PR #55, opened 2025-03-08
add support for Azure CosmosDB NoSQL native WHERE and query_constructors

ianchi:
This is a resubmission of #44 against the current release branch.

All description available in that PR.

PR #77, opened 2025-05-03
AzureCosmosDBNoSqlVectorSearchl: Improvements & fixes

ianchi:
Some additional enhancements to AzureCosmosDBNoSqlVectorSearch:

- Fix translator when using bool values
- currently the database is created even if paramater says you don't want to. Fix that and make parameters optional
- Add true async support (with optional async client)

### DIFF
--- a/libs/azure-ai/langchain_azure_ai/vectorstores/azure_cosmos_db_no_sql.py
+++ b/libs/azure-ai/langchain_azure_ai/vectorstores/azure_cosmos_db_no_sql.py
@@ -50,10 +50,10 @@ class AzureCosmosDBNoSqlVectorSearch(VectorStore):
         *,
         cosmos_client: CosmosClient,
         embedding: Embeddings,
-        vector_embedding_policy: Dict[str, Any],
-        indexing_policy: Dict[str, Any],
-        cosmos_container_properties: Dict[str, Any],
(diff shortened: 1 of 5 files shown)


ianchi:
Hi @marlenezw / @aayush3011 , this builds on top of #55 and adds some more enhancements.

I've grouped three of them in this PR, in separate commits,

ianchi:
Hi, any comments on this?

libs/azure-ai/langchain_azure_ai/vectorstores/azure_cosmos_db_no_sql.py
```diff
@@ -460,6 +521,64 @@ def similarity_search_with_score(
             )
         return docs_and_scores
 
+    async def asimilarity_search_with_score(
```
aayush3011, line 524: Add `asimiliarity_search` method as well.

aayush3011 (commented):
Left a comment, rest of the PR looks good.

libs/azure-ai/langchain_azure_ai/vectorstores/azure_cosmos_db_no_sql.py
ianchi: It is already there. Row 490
* * *
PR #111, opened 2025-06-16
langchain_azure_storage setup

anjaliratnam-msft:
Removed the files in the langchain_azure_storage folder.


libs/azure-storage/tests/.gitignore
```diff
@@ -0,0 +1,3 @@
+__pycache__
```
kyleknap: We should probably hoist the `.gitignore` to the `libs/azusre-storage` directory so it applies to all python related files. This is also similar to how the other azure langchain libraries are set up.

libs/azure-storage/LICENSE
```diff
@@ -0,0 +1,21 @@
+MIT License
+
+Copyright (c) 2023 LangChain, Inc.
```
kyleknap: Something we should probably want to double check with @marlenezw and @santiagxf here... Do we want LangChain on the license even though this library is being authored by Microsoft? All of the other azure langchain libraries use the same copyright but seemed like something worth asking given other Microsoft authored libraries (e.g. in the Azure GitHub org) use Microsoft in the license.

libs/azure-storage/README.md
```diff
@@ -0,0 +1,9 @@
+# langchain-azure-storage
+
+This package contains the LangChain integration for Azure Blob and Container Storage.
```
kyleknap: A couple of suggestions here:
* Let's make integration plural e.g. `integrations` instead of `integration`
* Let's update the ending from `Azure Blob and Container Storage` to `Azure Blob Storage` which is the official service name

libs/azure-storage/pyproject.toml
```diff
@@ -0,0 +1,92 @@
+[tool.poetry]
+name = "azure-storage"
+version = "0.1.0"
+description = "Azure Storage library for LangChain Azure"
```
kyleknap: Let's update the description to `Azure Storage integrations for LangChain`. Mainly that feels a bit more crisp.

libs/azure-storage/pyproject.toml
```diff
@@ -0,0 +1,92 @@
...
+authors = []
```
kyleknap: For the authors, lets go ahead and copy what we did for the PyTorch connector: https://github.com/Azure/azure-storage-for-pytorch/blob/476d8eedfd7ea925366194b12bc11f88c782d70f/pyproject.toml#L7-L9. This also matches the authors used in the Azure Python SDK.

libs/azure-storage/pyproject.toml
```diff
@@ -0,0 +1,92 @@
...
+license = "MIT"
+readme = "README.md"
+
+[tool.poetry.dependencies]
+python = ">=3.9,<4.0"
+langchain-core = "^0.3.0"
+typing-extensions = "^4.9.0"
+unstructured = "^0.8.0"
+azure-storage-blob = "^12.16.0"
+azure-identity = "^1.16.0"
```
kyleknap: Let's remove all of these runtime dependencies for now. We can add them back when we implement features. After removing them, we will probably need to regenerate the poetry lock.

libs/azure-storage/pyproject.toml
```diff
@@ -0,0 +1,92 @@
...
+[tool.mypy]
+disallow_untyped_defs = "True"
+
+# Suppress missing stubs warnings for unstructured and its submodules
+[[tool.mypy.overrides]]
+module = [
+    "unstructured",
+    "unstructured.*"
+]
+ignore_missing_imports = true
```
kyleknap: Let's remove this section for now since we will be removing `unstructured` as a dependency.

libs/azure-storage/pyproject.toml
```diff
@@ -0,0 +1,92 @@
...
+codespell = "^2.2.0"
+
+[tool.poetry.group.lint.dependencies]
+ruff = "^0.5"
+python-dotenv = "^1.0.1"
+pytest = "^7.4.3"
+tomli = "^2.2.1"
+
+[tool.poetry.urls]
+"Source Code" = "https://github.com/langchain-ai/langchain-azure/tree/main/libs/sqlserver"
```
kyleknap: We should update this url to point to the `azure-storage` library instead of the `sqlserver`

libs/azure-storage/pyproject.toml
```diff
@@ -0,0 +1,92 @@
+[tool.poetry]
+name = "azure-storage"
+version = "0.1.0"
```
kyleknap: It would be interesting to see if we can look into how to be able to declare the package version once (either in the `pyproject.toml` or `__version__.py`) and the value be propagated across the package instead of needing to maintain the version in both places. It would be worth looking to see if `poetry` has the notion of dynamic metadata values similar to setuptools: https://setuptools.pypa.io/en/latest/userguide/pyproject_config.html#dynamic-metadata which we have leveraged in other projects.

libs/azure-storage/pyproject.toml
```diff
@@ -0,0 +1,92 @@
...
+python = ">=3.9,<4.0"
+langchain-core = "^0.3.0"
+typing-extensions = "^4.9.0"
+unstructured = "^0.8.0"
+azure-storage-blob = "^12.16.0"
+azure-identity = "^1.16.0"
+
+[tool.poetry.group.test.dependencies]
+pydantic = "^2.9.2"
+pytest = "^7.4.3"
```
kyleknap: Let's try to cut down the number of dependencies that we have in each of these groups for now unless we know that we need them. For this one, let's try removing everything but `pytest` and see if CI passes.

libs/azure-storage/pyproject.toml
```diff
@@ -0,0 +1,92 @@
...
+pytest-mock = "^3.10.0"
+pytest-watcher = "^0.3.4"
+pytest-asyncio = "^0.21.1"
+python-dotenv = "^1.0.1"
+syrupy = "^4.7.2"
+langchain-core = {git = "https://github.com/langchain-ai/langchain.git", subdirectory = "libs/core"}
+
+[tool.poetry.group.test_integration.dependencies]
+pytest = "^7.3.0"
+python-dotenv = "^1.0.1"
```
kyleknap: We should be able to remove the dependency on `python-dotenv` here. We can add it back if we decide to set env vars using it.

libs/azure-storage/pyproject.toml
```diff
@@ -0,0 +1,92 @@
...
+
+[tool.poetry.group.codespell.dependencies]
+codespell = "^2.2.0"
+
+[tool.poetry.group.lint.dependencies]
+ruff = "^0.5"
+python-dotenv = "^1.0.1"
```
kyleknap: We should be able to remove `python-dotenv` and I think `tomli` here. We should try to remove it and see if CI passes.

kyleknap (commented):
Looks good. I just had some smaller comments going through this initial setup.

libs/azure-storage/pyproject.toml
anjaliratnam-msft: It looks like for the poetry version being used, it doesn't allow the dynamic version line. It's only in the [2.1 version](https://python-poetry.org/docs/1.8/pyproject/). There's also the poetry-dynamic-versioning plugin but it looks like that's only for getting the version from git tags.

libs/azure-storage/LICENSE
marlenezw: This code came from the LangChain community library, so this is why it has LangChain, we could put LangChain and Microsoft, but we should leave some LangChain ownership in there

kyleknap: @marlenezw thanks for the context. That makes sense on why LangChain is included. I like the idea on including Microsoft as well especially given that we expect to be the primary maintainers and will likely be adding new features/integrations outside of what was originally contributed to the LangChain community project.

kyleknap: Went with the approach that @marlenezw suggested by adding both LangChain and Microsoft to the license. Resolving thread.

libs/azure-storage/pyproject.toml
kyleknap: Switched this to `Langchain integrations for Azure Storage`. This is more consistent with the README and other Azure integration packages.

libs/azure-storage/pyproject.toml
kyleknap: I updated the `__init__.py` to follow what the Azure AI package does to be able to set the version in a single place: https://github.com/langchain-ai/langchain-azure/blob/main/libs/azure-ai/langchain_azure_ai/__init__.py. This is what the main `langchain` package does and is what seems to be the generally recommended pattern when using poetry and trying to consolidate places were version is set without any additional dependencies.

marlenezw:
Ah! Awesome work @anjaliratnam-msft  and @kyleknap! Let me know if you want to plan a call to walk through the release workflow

◆ WORK REQUIRED
Starting at the line with "PR #55, opened 2025-03-08" and ending at the line with "- Add true async", print each line of the listing above exactly, with no other lines.

◆ TASK RESPONSE
PR #55, opened 2025-03-08
add support for Azure CosmosDB NoSQL native WHERE and query_constructors

ianchi:
This is a resubmission of #44 against the current release branch.

All description available in that PR.

PR #77, opened 2025-05-03
AzureCosmosDBNoSqlVectorSearchl: Improvements & fixes

ianchi:
Some additional enhancements to AzureCosmosDBNoSqlVectorSearch:

- Fix translator when using bool values
- currently the database is created even if paramater says you don't want to. Fix that and make parameters optional
- Add true async support (with optional async client)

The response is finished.